PR #1188, opened 2024-10-11
[IFT] Add beginning implementation for Glyph Keyed patches

garretrieger:
https://w3c.github.io/IFT/Overview.html#glyph-keyed

Currently only supports glyf/loca modification and is missing functionality to mark applied patches in the IFT tables.

### DIFF
--- a/font-test-data/src/ift.rs
+++ b/font-test-data/src/ift.rs
@@ -560,7 +560,7 @@ pub fn test_font_for_patching() -> Vec<u8> {
     font_builder.add_table(&head).unwrap();
 
     // ## glyf ##
-    // glyphs are padded to even number of bytes since loca format wil be short.
+    // glyphs are padded to even number of bytes since loca format will be short.
     let glyf = BeBuffer::new()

**Exercise details:** Emit only the final stretch of the records: the line containing "will be short." through the end, each line exactly as it stands.

**Written solution:**
+    // glyphs are padded to even number of bytes since loca format will be short.
     let glyf = BeBuffer::new()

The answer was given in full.